Task statement: Each line at or after the one containing "Improve socket function replacement subsystem" should be transcribed exactly, up to and including the final line of the data.

Records shown:
PR #894, opened 2024-10-08
Improve socket function replacement subsystem

bradh352:
Some external users swap out the entire IP stack, such as [Seastar](https://github.com/scylladb/seastar) that uses DPDK.  So we need to allow them to override all network stack functions used by c-ares.  Since we don't know what network functions may be needed in the future, we need to make a versioned structure that can be expanded.  We'll need to disable any features in the future if the versioned interface is less than is required to support any new features.

We recently had a regression when we added DNS Cookie support as we relied on `getsockname()` to get the local source ip address, but we were calling the native version since there was no registered callback available.  We will mark this as optional and just skip this step in DNS Cookie invalidation if its not available for the legacy api users.

Supersedes #893 


bradh352:
still need to update manpages, and work with seastar to ensure there is nothing else that needs to be extended

bradh352:
@tchaikov Other than updating the manpages, I think the code itself is done.  I added if_nametoindex() and if_indextoname() as external network functions that can be specified in the new api.  

That said, even without changing anything in your existing integration, it should fix the regression from 1.33.0.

Result of this exercise:
Improve socket function replacement subsystem

bradh352:
Some external users swap out the entire IP stack, such as [Seastar](https://github.com/scylladb/seastar) that uses DPDK.  So we need to allow them to override all network stack functions used by c-ares.  Since we don't know what network functions may be needed in the future, we need to make a versioned structure that can be expanded.  We'll need to disable any features in the future if the versioned interface is less than is required to support any new features.

We recently had a regression when we added DNS Cookie support as we relied on `getsockname()` to get the local source ip address, but we were calling the native version since there was no registered callback available.  We will mark this as optional and just skip this step in DNS Cookie invalidation if its not available for the legacy api users.

Supersedes #893 


bradh352:
still need to update manpages, and work with seastar to ensure there is nothing else that needs to be extended

bradh352:
@tchaikov Other than updating the manpages, I think the code itself is done.  I added if_nametoindex() and if_indextoname() as external network functions that can be specified in the new api.  

That said, even without changing anything in your existing integration, it should fix the regression from 1.33.0.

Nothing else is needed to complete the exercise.